Alors qu'on a beaucoup débattu sur le manque d'allant offensif des Bleus, qui encore pêché sur ce point en dehors du mouvement amenant le but de Govou, cette défaite nous rappelle que le gros problème de l'EdF se situe donc du côté de la défense. Talon d'Achille identifié de longue date, les coups de pieds arrêtés ont encore coûté cher aux Français face aux athlétiques autrichiens. Les deux premiers buts sont venus sur des coup francs excentrés. Le troisième sur un penalty concédé suite à un corner. Des erreurs de marquage rédhibitoires quand on connaît l'importance de ses phases de jeu dans le football moderne.
Le naufrage de Mexès
Coupable sur le 1-0 et le 3-1,
Philippe Mexès a illustré ce constat cruel : la légendaire solidité de l'arrière garde française héritée de l'ère Aimé Jacquet n'est plus qu'un lointain souvenir. Sélectionné épisodiquement depuis la nomination de Domenech, en 2004, le stoppeur de la Roma s'était sans doute mis trop de pression pour son premier grand rendez-vous en Bleu. Mais s'il est complètement passé au travers, Mexès n'est pas le seul fautif (Mandanda a lui aussi reconnu sa part de responsabilité). Et on peut notamment se demander comment une équipe qui aligne quatre défenseurs et deux milieux récupérateurs peut se faire balader par une sélection tellement nulle que ses supporters réclamaient il y a quelques mois qu'elle se retire de son propre Euro.

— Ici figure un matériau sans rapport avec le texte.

PR #7474, opened 2022-05-23
[Android] Escape character not removed from TextBlock

karthikgopal36:
# Description

Escape character is not removed from TextBlock. 

For e.g : \\*text\\* should be displayed as *text* but displayed as  \*text\* in Mobile

# Sample Card

```
{
  "type": "AdaptiveCard",
  "version": "1.2",

  "body": [

	{

	  "type": "TextBlock",

	  "text": "Text with stars to make it italic: \\*text\\*",

	  "wrap": true

	}
  ],

  "actions": [],

  "version": "1.4"


}
```

# How Verified

before           |  after
:-------------------------:|:-------------------------:
screenshot-1653330462137  |  screenshot-1653330348771

### DIFF
--- a/source/shared/cpp/ObjectModel/MarkDownBlockParser.cpp
+++ b/source/shared/cpp/ObjectModel/MarkDownBlockParser.cpp
@@ -138,7 +138,7 @@ EmphasisParser::EmphasisState EmphasisParser::MatchText(EmphasisParser& parser, 
     }
     else
     {
-        if (isEmphasisToken && parser.m_lookBehind == DelimiterType::Escape)
+        if (parser.m_lookBehind == DelimiterType::Escape)
         {
             // remove escape char from stream
             token.pop_back();


jwoo-msft (approved):

jwoo-msft (commented):
Can you update screenshot?
Your screenshot doesn't show this PR fixed the issue.

source/shared/cpp/ObjectModel/MarkDownBlockParser.cpp
```diff
@@ -138,7 +138,7 @@ EmphasisParser::EmphasisState EmphasisParser::MatchText(EmphasisParser& parser,
     }
     else
     {
-        if (isEmphasisToken && parser.m_lookBehind == DelimiterType::Escape)
+        if (parser.m_lookBehind == DelimiterType::Escape)
```
jwoo-msft, line 141: does escape char works?
looks like, these changes removing all of the escape char.

jwoo-msft (changes requested):

jwoo-msft (changes requested):
@karthikgopal36 
this pr isn't correct.

```
\\*hello\\*
```
should output \\*hello\\*

I created this PR to address the issue. https://github.com/microsoft/AdaptiveCards/pull/7489

beervoley:
closing this one since it since #7489 is fixing this issue.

Si la tentation de charger Domenech après une telle débâcle est grande, on a surtout envie de mettre le doigt sur une réalité dure à avaler : l'équipe de France n'est plus ce qu'elle était. Comme nous le soulignons dans la présentation du match, le rajeunissement pourtant réclamée par le public n'est pas aussi enthousiasmant que certains pouvaient le penser. Surtout parce qu'il n'a pas été planifié. Derrière
Thierry Henry, le dernier rescapé de France 98, les joueurs les plus expérimentés se nomment
William Gallas,
Sidney Govou ou
Lassana Diarra. Sans vouloir les blâmer, ils sont loin des
Thuram,
Zidane et
Vieira. L'EdF manque de tauliers. Et un taulier, c'est comme le bon fromage. Ça s'affine avec le temps.

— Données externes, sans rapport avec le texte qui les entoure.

Issue #7479, opened 2022-05-25
[Rendering] ReactNative cannot register custom column


feiyin0719:
### Target Platforms

Other

### SDK Version

2.2.24

### Application Name

Test app

### Problem Description

in ColumnSet, it use Column directly , so when we register my custom column, it will not work

### Card JSON

```JSON
N/A
```

paulcam206:
We don't support registering custom `Column`s. If you want to override the behavior of `Column`, you need to register a custom `ColumnSet`.

PR #7482, opened 2022-05-25
[ReactNative] fix ColumnSet use Column directly, it will cause cannot register custom Column

feiyin0719:
# Related Issue
[#7479 ]

# Description

in ColumnSet, it use Column directly , if we have registered custom Column, it will not work

# Sample Card

# How Verified
1. open ReactNative column

###### Microsoft Reviewers: [Open in CodeFlow](https://portal.fabricbot.ms/api/codeflow?pullrequest=https://github.com/microsoft/AdaptiveCards/pull/7482)


paulcam206:
As per comment on bug, the correct approach to customizing `Column` behavior is to override `ColumnSet` itself.

Issue #7037, opened 2022-02-08
[InputForm.json]: Talkback does not correctly announce the format in which the user should enter the phone number.


jwoo-msft:
https://microsoft.visualstudio.com/OS/_workitems/edit/38003881

PR #7493, opened 2022-06-07
[Accessibility] Change phone number validation

almedina-ms:
# Related Issue

Fixes https://microsoft.visualstudio.com/OS/_workitems/edit/38003881

Fixes https://github.com/microsoft/AdaptiveCards/issues/7037

# Description

Hyphens are not being read making it hard for people who rely on talkback to fill the field on a first pass. According to this article https://www.deque.com/blog/dont-screen-readers-read-whats-screen-part-1-punctuation-typographic-symbols/ the hyphen '-' symbol is not recognized by all screen readers so the regex had to be changed to allow for different ways of inputting a phone number

###### Microsoft Reviewers: [Open in CodeFlow](https://portal.fabricbot.ms/api/codeflow?pullrequest=https://github.com/microsoft/AdaptiveCards/pull/7493)


samples/v1.3/Scenarios/InputFormWithLabels.json
```diff
@@ -51,9 +51,9 @@
 						{
 							"type": "Input.Text",
 							"id": "myTel",
-							"label": "Phone Number (xxx-xxx-xxxx)",
-							"regex": "^[0-9]{3}-[0-9]{3}-[0-9]{4}$",
-							"errorMessage": "Invalid phone number. Use the specified format: 3 numbers, hyphen, 3 numbers, hyphen and 4 numbers",
+							"label": "Phone Number (xxx xxx xxxx)",
+							"regex": "^\\(?([0-9]{3})\\)?[-.\\s]?([0-9]{3})[-.\\s]?([0-9]{4})$",
```
licanhua, line 55: Is xxx.xxx.xxxx expected?

beervoley: what formats are we planning to support? for example:
123-456-7890
(123) 456-7890
123 456 7890
123.456.7890
+91 (123) 456-7890

do we plan to support stuff like this? if yes, then this regex is probably not enough?:)

paulcam206 (approved):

Domenech dans la tourmenteDu temps, malheureusement, l'équipe de France n'en a pas beaucoup. La Serbie, c'est mercredi. Et si la victoire des ex-Yougoslaves devant les Féroé (2-0) n'était guère brillante, les Bleus ont intérêt à se ressaisir sous peine de se retrouver dans une position plus qu'inconfortable. Le supposé objectif de 5 points en 3 matchs établi par le président de la FFF Jean-Pierre Escalettes paraissait peu ambitieux. Il prend aujourd'hui des airs de montagne, puisqu'il faudra enchaîner deux victoires pour l'atteindre. Même si la Roumanie a elle aussi sombrée, à domicile face à la Lituanie (0-3).

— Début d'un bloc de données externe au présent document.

PR #7509, opened 2022-06-10
[Spec] Plan for updating the FactSet element

almedina-ms:
# Related Issue

Proposal for a long lasting fix for https://microsoft.visualstudio.com/OS/_workitems/edit/37990023

# Description

Add details of how to update the FactSet element to provide a general better experience for car authors

### DIFF
--- a/specs/elements/FactSetv2.md
+++ b/specs/elements/FactSetv2.md
@@ -1,0 +1,105 @@
+# FactSet renewal
+
+## Justification
+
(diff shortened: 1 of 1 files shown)


almedina-ms:
> If FactSet's title and value have all of the properties of TextBlock, we can also use TextBlocks as values of FactSet's title and value.
> 
> With this change, I'm wondering what benefits cards authors get when they can use Tables with TextBlocks.

I think factset cover only the scenario where you want a 2 by N table

jwoo-msft:
> > If FactSet's title and value have all of the properties of TextBlock, we can also use TextBlocks as values of FactSet's title and value.
> > With this change, I'm wondering what benefits cards authors get when they can use Tables with TextBlocks.
> 
> I think factset cover only the scenario where you want a 2 by N table

Yes, you are correct. I like the changes. My humble suggestion is we can also consider factoring out text properties and create a new property that holds all of the text properties as we do with Background Property.
And add the property to TextBlock and FactSet.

La question du remplacement de Domenech va revenir au cœur du débat. Mais la décision qui s'imposait en juin dernier n'est plus aussi simple à prendre maintenant que la campagne de qualification pour la Coupe du Monde 2010 est lancée. Le calendrier impose effectivement d'attendre le déplacement en Roumanie, le 11 octobre, pour faire les comptes. Il y aura alors une pause de 5 mois avant de se rendre en Lituanie, en mars 2009. Reste à savoir si d'ici là il ne sera pas déjà trop tard.